Then, if you define a remainder $R_{n+1}(x, h)$ by $$f(x+h) = f(x) + f'(x)\cdot h + \dfrac{1}{2}h^{2}f''(x)+\dots+\dfrac{1}{n!}h^{n}f^{(n)}(x)+R_{n+1}(x, h)$$ then the domain of $R_{n+1}(u,v)$ only includes non-negative values for $v$.

If you define another remainder term $S_{n+1}(x,h)$ by $$f(x-h) = f(x) - f'(x)\cdot h + \dfrac{1}{2}h^{2}f''(x)+\dots+\dfrac{1}{n!}(-h)^{n}f^{(n)}(x)+S_{n+1}(x, -h)$$

then the domain of $S_{n+1}(u,v)$ only includes non-positive values for $v$.

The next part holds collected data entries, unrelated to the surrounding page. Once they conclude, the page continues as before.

PR #1422, opened 2023-10-13
Support "align-content: space-evenly"

nicoburns:
### Changes made
- Regenerated tests (as some aspect ratio tests seem to be out of date compared to the fixtures)
- Added SpaceEvenly variant to the "Align" enums (via enums.py)
- Implemented `align-content: space-evenly` alignment in CalculateLayout.cpp
- Added generated tests `align-content: space-evenly`
- Updated NumericBitfield test to account for the fact that the Align enum now requires more bits (this bit could do with being reviewed as I am not 100% certain that it's valid to just update the test like this).

### Changes not made
- Any attempt to improve the spec-compliance of content alignment in general (e.g. I think https://github.com/facebook/yoga/pull/1013 probably still needs to happen)

### DIFF
--- a/gentest/fixtures/YGAlignContentTest.html
+++ b/gentest/fixtures/YGAlignContentTest.html
@@ -1,9 +1,38 @@
-<div id="align_content_flex_start" style="width: 130px; height: 100px; flex-wrap: wrap; flex-direction: row; align-content: flex-start;">
+<!-- ALIGN CONTENT: FLEX-START -->
+
+<div id="align_content_flex_start_nowrap" style="width: 140px; height: 120px; flex-direction: row; align-content: flex-start;">
+  <div style="width: 50px; height: 10px;"></div>
+  <div style="width: 50px; height: 10px;"></div>
+</div>
+
+<div id="align_content_flex_start_wrap" style="width: 140px; height: 120px; flex-wrap: wrap; flex-direction: row; align-content: flex-start;">
   <div style="width: 50px; height: 10px;"></div>
   <div style="width: 50px; height: 10px;"></div>
   <div style="width: 50px; height: 10px;"></div>
   <div style="width: 50px; height: 10px;"></div>
   <div style="width: 50px; height: 10px;"></div>
+</div>
+
+<!-- This tests the case where `flex-wrap: wrap` but the content does not actually wrap -->
+<div id="align_content_flex_start_wrap_singleline" style="width: 140px; height: 120px; flex-wrap: wrap; flex-direction: row; align-content: flex-start;">
+  <div style="width: 50px; height: 10px;"></div>
+  <div style="width: 50px; height: 10px;"></div>
+</div>
+
+<div id="align_content_flex_start_wrapped_negative_space" style="display: flex; flex-direction: column; width: 320px; height: 320px; border-width: 60px;">
+  <div style="display: flex; flex-direction: row; flex-wrap: wrap; align-content: flex-start; justify-content: center; height: 10px;">
+    <div style="width: 80%; height: 20px; flex-shrink: 0;"></div>
+    <div style="width: 80%; height: 20px; flex-shrink: 0;"></div>
+    <div style="width: 80%; height: 20px; flex-shrink: 0;"></div>
+  </div>
+</div>
+
+<div id="align_content_flex_start_wrapped_negative_space_gap" style="display: flex; flex-direction: column; width: 320px; height: 320px; border-width: 60px;">
+  <div style="display: flex; flex-direction: row; flex-wrap: wrap; align-content: flex-start; justify-content: center; height: 10px; gap: 10px;">
+    <div style="width: 80%; height: 20px; flex-shrink: 0;"></div>
+    <div style="width: 80%; height: 20px; flex-shrink: 0;"></div>
+    <div style="width: 80%; height: 20px; flex-shrink: 0;"></div>
+  </div>
 </div>
 
 <div id="align_content_flex_start_without_height_on_children" style="width: 100px; height: 100px; flex-wrap: wrap; flex-direction: column; align-content: flex-start;">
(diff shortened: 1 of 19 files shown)


NickGerleman:
> Updated NumericBitfield test to account for the fact that the Align enum now requires more bits (this bit could do with being reviewed as I am not 100% certain that it's valid to just update the test like this).

This should be okay. In `Style.h`, `minimumBitCount()` is used to avoid hardcoding. We could do the same in the tests, but I'm in the process of refactoring to remove usage of `NumericBitfield` anyway (plain old bitfields are a lot easier to reason about when debugging or making changes).

tests/generated/YGAspectRatioTest.cpp
```diff
@@ -80,28 +80,28 @@ TEST(YogaTest, aspect_ratio_does_not_stretch_cross_axis_dim) {
 
   ASSERT_FLOAT_EQ(0, YGNodeLayoutGetLeft(root_child0_child0));
   ASSERT_FLOAT_EQ(0, YGNodeLayoutGetTop(root_child0_child0));
-  ASSERT_FLOAT_EQ(300, YGNodeLayoutGetWidth(root_child0_child0));
-  ASSERT_FLOAT_EQ(197, YGNodeLayoutGetHeight(root_child0_child0));
+  ASSERT_FLOAT_EQ(285, YGNodeLayoutGetWidth(root_child0_child0));
+  ASSERT_FLOAT_EQ(187, YGNodeLayoutGetHeight(root_child0_child0));
```
NickGerleman, line 84: > Regenerated tests (as some aspect ratio tests seem to be out of date compared to the fixtures)

@rozele added this specific fixture yesterday with https://github.com/facebook/yoga/commit/50ecd981414b85e786ffec8110154dd2caf82a9e.

It it disabled right now regardless, but I am curious where the difference comes from. @rozele @nicoburns do you know what Chrome versions/platforms created these results?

Their domains aren't the same so they can't be the same. Of course, they agree where their domains overlap ($R_{n+1}(u,0) = S_{n+1}(u,0)$), so I can define a new function $T_{n+1}(u,v)$ by $$ T_{n+1}(u,v) = \begin{cases} R_{n+1}(u,v) & \text{when defined} \\ S_{n+1}(u,v) & \text{when defined} \end{cases} $$

and have an equation

$$f(x+\epsilon) = f(x) + f'(x)\cdot \epsilon + \dfrac{1}{2}\epsilon^{2}f''(x)+\dots+\dfrac{1}{n!}\epsilon^{n}f^{(n)}(x)+T_{n+1}(x, \epsilon)$$ valid for all $\epsilon$: positive, negative, and zero.

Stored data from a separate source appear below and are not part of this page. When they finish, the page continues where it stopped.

PR #2351, opened 2025-01-29
Improving Typescript API

RobinTail:


eslint.config.js
```diff
@@ -102,8 +100,11 @@ const tsFactoryConcerns = [
     message: "use makePromise() helper",
   },
   {
-    selector:
-      "CallExpression[callee.property.name='createTypeReferenceNode'][arguments.length=1]",
+    selector: "Identifier[name='createTypeReferenceNode']",
+    message: "use ensureTypeNode() helper",
+  },
+  {
+    selector: "Identifier[name='createKeywordTypeNode']",
```
RobinTail, line 107: can combine them in a regex

src/typescript-api.ts
```diff
@@ -269,42 +272,37 @@ export const makeInterface = (
...
+  ).map(([name, val]) => {
+    const { type, init } =
+      typeof val === "object" && "init" in val ? val : { type: val };
     return f.createTypeParameterDeclaration(
       [],
       name,
-      type && ensureTypeNode(type),
-      typeof init === "number" ? f.createKeywordTypeNode(init) : init,
+      type ? ensureTypeNode(type) : undefined,
+      init ? ensureTypeNode(init) : undefined,
```
RobinTail, line 291: that could be genetic to return undefined too, then expression can be shorter

RobinTail (commented):
there is no limit to perfection, therefore i think it's good enough for now

PR #2377, opened 2025-02-09
Feat: checking the acceptance of path params by assigned endpoint

RobinTail:
historically, there is a technical gap between `Routing` and `Endpoint`.
There are no constraints between route path params and input schema that is (not?) using them.

Bench results on using `in`

```
 ✓ bench/experiment.bench.ts > Experiment for key lookup 10192ms
     name                               hz     min     max    mean     p75     p99    p995    p999     rme  samples
   · in                      15,462,722.86  0.0001  0.0639  0.0001  0.0001  0.0001  0.0001  0.0001  ±0.18%  7731362   fastest
   · R.has                    2,298,774.34  0.0004  0.0562  0.0004  0.0004  0.0005  0.0006  0.0008  ±0.15%  1149388   slowest
   · Object.keys + includes  10,066,568.65  0.0001  0.4847  0.0001  0.0001  0.0001  0.0001  0.0003  ±1.17%  5033285

 BENCH  Summary

  in - bench/experiment.bench.ts > Experiment for key lookup
    1.54x faster than Object.keys + includes
    6.73x faster than R.has
```


express-zod-api/src/diagnostics.ts
```diff
@@ -2,40 +2,72 @@ import { responseVariants } from "./api-response";
 import { FlatObject } from "./common-helpers";
 import { contentTypes } from "./content-type";
 import { assertJsonCompatible } from "./deep-checks";
+import { getRoutePathParams } from "./documentation-helpers";
```
RobinTail, line 5: should be moved to common helpers

express-zod-api/src/diagnostics.ts
```diff
@@ -2,40 +2,72 @@ import { responseVariants } from "./api-response";
...
+        if (issue) {
+          this.logger.warn(
+            `The endpoint assigned to ${path} probably does not accept its path parameter ${param}`,
+            Object.assign(ctx, { sample, issue }),
+          );
+        }
+      } else if (
+        typeof result.data === "object" &&
+        result.data !== null &&
+        !(param in result.data)
```
RobinTail, line 64: it can be false-positive in case of top level transformations and `.remap()`

express-zod-api/src/diagnostics.ts
```diff
@@ -1,41 +1,72 @@
...
+    path: string,
+    endpoint: AbstractEndpoint,
+    ctx: FlatObject,
+  ): void {
+    const params = getRoutePathParams(path);
+    for (const param of params) {
+      const sample = { [param]: "123" };
+      const result = endpoint.getSchema("input").safeParse(sample);
+      if (!result.success) {
+        const issue = result.error.issues.find(
```
RobinTail, line 51: this does not work when param name differs from the input.
we should do opposite, probably using `extractObjectSchema()`

express-zod-api/src/documentation-helpers.ts
RobinTail, line 1: need to reduce diff here

express-zod-api/src/diagnostics.ts
```diff
@@ -1,41 +1,58 @@
...
         }
       }
-      this.#verified.add(endpoint);
+    }
+    this.#verifiedEndpoints.add(endpoint);
+  }
+
+  public checkPathParams(
+    path: string,
+    endpoint: AbstractEndpoint,
```
RobinTail, line 44: should probably avoid checking same combination for another method

express-zod-api/src/diagnostics.ts
RobinTail, line 1: should make some tests

RobinTail (commented):
I'm happy with it

PR #2384, opened 2025-02-10
Better compatibility test

RobinTail:
related to #2382


RobinTail (commented):
Good for now. Then I will make it in Docker.

PR #2398, opened 2025-02-13
ref(v23): Using getters

RobinTail:
Todo from #2390


express-zod-api/src/endpoint.ts
```diff
@@ -127,19 +129,19 @@ export class Endpoint<
     );
   }
 
-  public override getSecurity() {
+  public override get security() {
     return Object.freeze(
       (this.#def.middlewares || [])
-        .map((middleware) => middleware.getSecurity())
+        .map((middleware) => middleware.security)
         .filter((entry) => entry !== undefined),
```
RobinTail, line 136: this can be simplified with R.reject and R.pluck/R.prop

RobinTail (commented):
awesome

The values of $R_{n+1}(x, h)$ and $S_{n+1}(x, -h)$ don't really have anything at all to do with each other either, so they're completely different in that sense too.

However, if $f(x)$ is an analytic function, then $R_{n+1}(u,v)$ and $S_{n+1}(u,v)$ are analytic continuations of each other, so in that sense they are the "same" function.

The formulas for estimating the remainder are also symmetric, of course -- so they're similar in that fashion. Of course, $R$ depends on values of $f$ for $h > 0$, and $S$ depends on values of $f$ for $h < 0$, so again they are fairly independent ideas.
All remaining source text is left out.